High level languages such as C, C++, C#, FORTRAN, and Java all do a great job of abstracting the hardware away from the language. This means that programmers generally don’t have to worry about how the hardware goes about executing their program. However, in order to get the maximum amount of performance out of your programs, it is necessary to start thinking about how the hardware is actually going to execute your program.
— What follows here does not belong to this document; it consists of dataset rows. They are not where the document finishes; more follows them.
PR #478, opened 2014-12-14
add new locale for en_SG

simkimsia:
unit test for mobile phone numbers is included


src/Faker/Provider/en_SG/PhoneNumber.php
```diff
@@ -0,0 +1,130 @@
...
+        $format = static::randomElement(static::$sgPhoneNumberFormats);
+
+        return $this->generator->parse($format);
+    }
+
+    /**
+     * this overrides the static function in Faker\Provider\PhoneNumber
+     * @return string PhoneNumber in string format
+     */
+    public static function phoneNumber()
```
fzaninotto: Why is that useful? I think you have to remove it.

fzaninotto:
Merged via the command line, thanks.

PR #480, opened 2014-12-18
added Twitter Handler to Internet Provider

j0an:


fzaninotto:
All that for an `@`... I think this doesn't bring much value. Faker users will prefer concatenating the `'@'` themselves instead of learning another formatter.

Thanks for your suggestion anyway.

GrahamCampbell:
Same. This would have been really useful.

fzaninotto:
@GrahamCampbell Not sure I get your point. You think a twitter handler formatter would be useful or not?

GrahamCampbell:
I think it would have been useful to have, yeh.

j0an:
I thought that it might be useful. I needed and I think that hardcode an @ was just fine, but a specific handler will be better.



j.

fzaninotto:
But then we need a formatter for Google + which adds a "+", and a formatter for Facebook which just returns `username`, and I don't talk about snapchat or Pinterest... It doesn't make sense in my opinion.

j0an:
aha, you have a point.

perhaps separating the *Internet Handlers* and creating a *Social Media
Handlers*?




j.

PR #483, opened 2014-12-22
Fix cases where no entities prev. inserted

jadb:
Happens when a TestFixture uses Faker but associated models (fixtures) do not (or have no
records seeded yet).


jadb:
Bump...

fzaninotto:
Thanks!

PR #490, opened 2015-01-02
Add transliterator to email and username

fzaninotto:
Based on the great work by @hugofonseca

Supersedes #333


GrahamCampbell:
Might be an idea to squash commits per author.

fzaninotto:
Merged! Thanks a lot @hugofonseca!

PR #491, opened 2015-01-04
Improve unique generator performance

ikwattro:
Hi,

Currently the unique generator keeps the already used elements as array values and performs the lookup with `in_array` to assert that the generated value has not already been used. This operation is a O(n) operation which becomes slower in time for large datasets generation.

I refactored this operation to uses array indexes instead, which will leads to hash table lookups that are O(1) operations.

I did a little benchmark generating 10k unixTimes, the generation time is decreased from 1.77 seconds to 0.37 seconds.


GrahamCampbell:
Cool. :)

fzaninotto:
Thanks!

This article will be taking a quick look at how cache works, and how to properly write your programs so that you can take full advantage of cache coherence. Most modern CPUs have at least 1 MB of cache, and some have up to 8 MB of cache or more. Datasets for many programs are easily in the tens of megabytes if not in the hundreds or thousands of megabytes. Therefore, we have to worry about how the cache works.

What is cache?

Cache is a small set of high speed memory which is very close to the processor. Nowadays, the cache is almost always on the same die as the processor, which allows it to transfer many hundreds of gigabytes of data per second, which is easily 10 times faster than main system memory. The only catch is that the cache is relatively small, generally only a few megabytes. There is a hierarchy of cache, L1, L2, and sometimes L3. L1 (sometimes called L0) is the smallest, fastest, and closest to the processor. This is generally only a few kilobytes. 16 kB for L1 cache is typical. L2 is a little slower than L1, but is larger, generally between 256 kB and 4MB. In a single core CPU, the L2 is usually at least a megabyte. In multicore systems such as dual or quad core CPUs, the L3 cache is generally shared among all the processors, and is usually at least 2MB for modern systems. Why do these levels of cache exist? If a program needs data, it looks in L1 first. If the data it needs isn’t there, it looks in L2. If the data it needs still isn’t there, it looks in L3 (single core processors usually don’t have L3). If the data isn’t in L3, then the CPU is forced to retrieve the data from main system memory which is slow, usually a couple hundred clock cycles. Another thing that is important to understand is that when something is retrieved from the main system memory, that data is put into the cache. Because the cache is so small, another, unrelated piece of data is usually kicked out of the cache.

What is cache coherence?

Now that we’ve gone over the basics of what cache is, we can talk about cache coherence. When a program requests data from a memory location, say 0×1000, and then shortly afterwards requests data from a nearby memory location, say 0×1004, the data is coherent. In other words, when a program needs to access different pieces of data around the same memory location within a short period of time, the data is coherent. When a piece of data is retrieved from main memory, more often than not, more data is retrieved than we actually requested. This is because the processor ‘hopes’ that the program will soon request data from a nearby memory location which it just so happened to have fetched already behind your back. In fact, we can use this processor behavior to our advantage. This behavior is often referred to as prefetching. Consider the following two pieces of code written in C.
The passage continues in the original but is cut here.